◆ THE INPUT
PR #2695, opened 2018-03-15
add gradle tasks in cnf/build.image to generate single json and maven…

rampras3:
… artifact from gaFeatures


gmarcy:
This cannot be delivered in it's current form, as the code depends on unapproved 3rd party json libraries that are not licensed under acceptable terms.

Issue #2700, opened 2018-03-16
MP FaultTolerance: Add some trace back into the TCK


tevans78:
https://wasrtc.hursley.ibm.com:9443/jazz/web/projects/WS-CD#action=com.ibm.team.workitem.viewWorkItem&id=252460

In RTC 252460 there is another TCK undeploy error. However, the message.log for the server does show an unusually long gap when stopping the application. That could be a problem with our code. It could actually be the same as the config shutdown issue where the async threads don't die quickly enough.

tevans78:
Using this issue to add some FT and Config trace back in for the TCK

tevans78:
This issue is closed ... until the failure occurs again and we can look at the trace.

PR #2703, opened 2018-03-16
Issue #2700 - turn faulttolerance trace back on to help with RTC 252617

tevans78:
trace to help diagnose RTC 252617 / #2700 
also fixes some incorrect trace guards
#build


Azquelt:
The trace changes remove a couple of places where we have the condition `TraceComponent.isAnyTracingEnabled() && tc.isWarningEnabled()` in a guard around logging a warning message.

This doesn't make sense as Warnings are not trace. `isAnyTracingEnabled` will only be true if `fine` logging in enabled for some module.

Thus the old code results in warnings that only appear if tracing has been enabled somewhere (possibly in a completely unrelated module).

◆ EXERCISE DESCRIPTION
An exact copy of every record is required here.

◆ RESULT OF THE EXERCISE
PR #2695, opened 2018-03-15
add gradle tasks in cnf/build.image to generate single json and maven…

rampras3:
… artifact from gaFeatures


gmarcy:
This cannot be delivered in it's current form, as the code depends on unapproved 3rd party json libraries that are not licensed under acceptable terms.

Issue #2700, opened 2018-03-16
MP FaultTolerance: Add some trace back into the TCK


tevans78:
https://wasrtc.hursley.ibm.com:9443/jazz/web/projects/WS-CD#action=com.ibm.team.workitem.viewWorkItem&id=252460

In RTC 252460 there is another TCK undeploy error. However, the message.log for the server does show an unusually long gap when stopping the application. That could be a problem with our code. It could actually be the same as the config shutdown issue where the async threads don't die quickly enough.

tevans78:
Using this issue to add some FT and Config trace back in for the TCK

tevans78:
This issue is closed ... until the failure occurs again and we can look at the trace.

PR #2703, opened 2018-03-16
Issue #2700 - turn faulttolerance trace back on to help with RTC 252617

tevans78:
trace to help diagnose RTC 252617 / #2700 
also fixes some incorrect trace guards
#build


Azquelt:
The trace changes remove a couple of places where we have the condition `TraceComponent.isAnyTracingEnabled() && tc.isWarningEnabled()` in a guard around logging a warning message.

This doesn't make sense as Warnings are not trace. `isAnyTracingEnabled` will only be true if `fine` logging in enabled for some module.

Thus the old code results in warnings that only appear if tracing has been enabled somewhere (possibly in a completely unrelated module).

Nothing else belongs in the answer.